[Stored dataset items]
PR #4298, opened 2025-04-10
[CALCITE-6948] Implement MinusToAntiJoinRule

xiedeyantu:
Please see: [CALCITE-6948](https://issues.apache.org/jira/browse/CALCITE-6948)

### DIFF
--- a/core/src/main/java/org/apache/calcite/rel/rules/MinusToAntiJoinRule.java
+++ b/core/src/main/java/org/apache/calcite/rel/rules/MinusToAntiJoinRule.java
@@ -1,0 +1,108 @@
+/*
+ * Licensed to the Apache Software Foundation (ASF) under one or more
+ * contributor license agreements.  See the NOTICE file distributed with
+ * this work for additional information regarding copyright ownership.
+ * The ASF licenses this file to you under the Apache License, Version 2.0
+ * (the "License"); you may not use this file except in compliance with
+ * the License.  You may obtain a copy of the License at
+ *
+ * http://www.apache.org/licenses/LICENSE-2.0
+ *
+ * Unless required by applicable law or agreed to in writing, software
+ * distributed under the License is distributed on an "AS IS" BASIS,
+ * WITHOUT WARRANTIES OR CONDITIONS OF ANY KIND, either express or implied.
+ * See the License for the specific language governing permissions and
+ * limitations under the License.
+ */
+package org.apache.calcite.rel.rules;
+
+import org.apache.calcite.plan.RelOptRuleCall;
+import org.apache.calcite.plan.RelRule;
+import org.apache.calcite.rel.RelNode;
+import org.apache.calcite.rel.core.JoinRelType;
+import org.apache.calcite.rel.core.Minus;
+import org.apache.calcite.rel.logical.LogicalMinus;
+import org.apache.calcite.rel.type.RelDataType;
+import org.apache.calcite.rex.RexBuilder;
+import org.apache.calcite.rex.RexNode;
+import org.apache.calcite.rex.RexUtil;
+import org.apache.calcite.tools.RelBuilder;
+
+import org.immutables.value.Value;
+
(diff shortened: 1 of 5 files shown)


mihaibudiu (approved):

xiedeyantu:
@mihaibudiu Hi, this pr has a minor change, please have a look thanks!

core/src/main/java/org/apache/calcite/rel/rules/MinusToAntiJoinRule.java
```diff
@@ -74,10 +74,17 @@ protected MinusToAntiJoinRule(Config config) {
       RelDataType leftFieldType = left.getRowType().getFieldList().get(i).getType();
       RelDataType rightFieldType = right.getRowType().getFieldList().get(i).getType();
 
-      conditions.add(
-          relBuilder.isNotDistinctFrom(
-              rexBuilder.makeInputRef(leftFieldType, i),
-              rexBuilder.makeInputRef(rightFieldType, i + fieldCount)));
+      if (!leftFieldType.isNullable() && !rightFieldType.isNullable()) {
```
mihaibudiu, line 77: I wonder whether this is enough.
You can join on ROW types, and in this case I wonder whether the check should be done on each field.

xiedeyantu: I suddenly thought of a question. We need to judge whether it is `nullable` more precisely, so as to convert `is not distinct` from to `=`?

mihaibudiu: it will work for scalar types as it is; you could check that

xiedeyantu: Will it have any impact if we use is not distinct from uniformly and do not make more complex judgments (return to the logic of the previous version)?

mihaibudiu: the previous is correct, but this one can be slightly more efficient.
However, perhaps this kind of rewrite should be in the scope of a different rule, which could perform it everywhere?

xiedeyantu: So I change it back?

## Work task
Transcribe every line above, character for character.

## Your response
PR #4298, opened 2025-04-10
[CALCITE-6948] Implement MinusToAntiJoinRule

xiedeyantu:
Please see: [CALCITE-6948](https://issues.apache.org/jira/browse/CALCITE-6948)

### DIFF
--- a/core/src/main/java/org/apache/calcite/rel/rules/MinusToAntiJoinRule.java
+++ b/core/src/main/java/org/apache/calcite/rel/rules/MinusToAntiJoinRule.java
@@ -1,0 +1,108 @@
+/*
+ * Licensed to the Apache Software Foundation (ASF) under one or more
+ * contributor license agreements.  See the NOTICE file distributed with
+ * this work for additional information regarding copyright ownership.
+ * The ASF licenses this file to you under the Apache License, Version 2.0
+ * (the "License"); you may not use this file except in compliance with
+ * the License.  You may obtain a copy of the License at
+ *
+ * http://www.apache.org/licenses/LICENSE-2.0
+ *
+ * Unless required by applicable law or agreed to in writing, software
+ * distributed under the License is distributed on an "AS IS" BASIS,
+ * WITHOUT WARRANTIES OR CONDITIONS OF ANY KIND, either express or implied.
+ * See the License for the specific language governing permissions and
+ * limitations under the License.
+ */
+package org.apache.calcite.rel.rules;
+
+import org.apache.calcite.plan.RelOptRuleCall;
+import org.apache.calcite.plan.RelRule;
+import org.apache.calcite.rel.RelNode;
+import org.apache.calcite.rel.core.JoinRelType;
+import org.apache.calcite.rel.core.Minus;
+import org.apache.calcite.rel.logical.LogicalMinus;
+import org.apache.calcite.rel.type.RelDataType;
+import org.apache.calcite.rex.RexBuilder;
+import org.apache.calcite.rex.RexNode;
+import org.apache.calcite.rex.RexUtil;
+import org.apache.calcite.tools.RelBuilder;
+
+import org.immutables.value.Value;
+
(diff shortened: 1 of 5 files shown)


mihaibudiu (approved):

xiedeyantu:
@mihaibudiu Hi, this pr has a minor change, please have a look thanks!

core/src/main/java/org/apache/calcite/rel/rules/MinusToAntiJoinRule.java
```diff
@@ -74,10 +74,17 @@ protected MinusToAntiJoinRule(Config config) {
       RelDataType leftFieldType = left.getRowType().getFieldList().get(i).getType();
       RelDataType rightFieldType = right.getRowType().getFieldList().get(i).getType();
 
-      conditions.add(
-          relBuilder.isNotDistinctFrom(
-              rexBuilder.makeInputRef(leftFieldType, i),
-              rexBuilder.makeInputRef(rightFieldType, i + fieldCount)));
+      if (!leftFieldType.isNullable() && !rightFieldType.isNullable()) {
```
mihaibudiu, line 77: I wonder whether this is enough.
You can join on ROW types, and in this case I wonder whether the check should be done on each field.

xiedeyantu: I suddenly thought of a question. We need to judge whether it is `nullable` more precisely, so as to convert `is not distinct` from to `=`?

mihaibudiu: it will work for scalar types as it is; you could check that

xiedeyantu: Will it have any impact if we use is not distinct from uniformly and do not make more complex judgments (return to the logic of the previous version)?

mihaibudiu: the previous is correct, but this one can be slightly more efficient.
However, perhaps this kind of rewrite should be in the scope of a different rule, which could perform it everywhere?

xiedeyantu: So I change it back?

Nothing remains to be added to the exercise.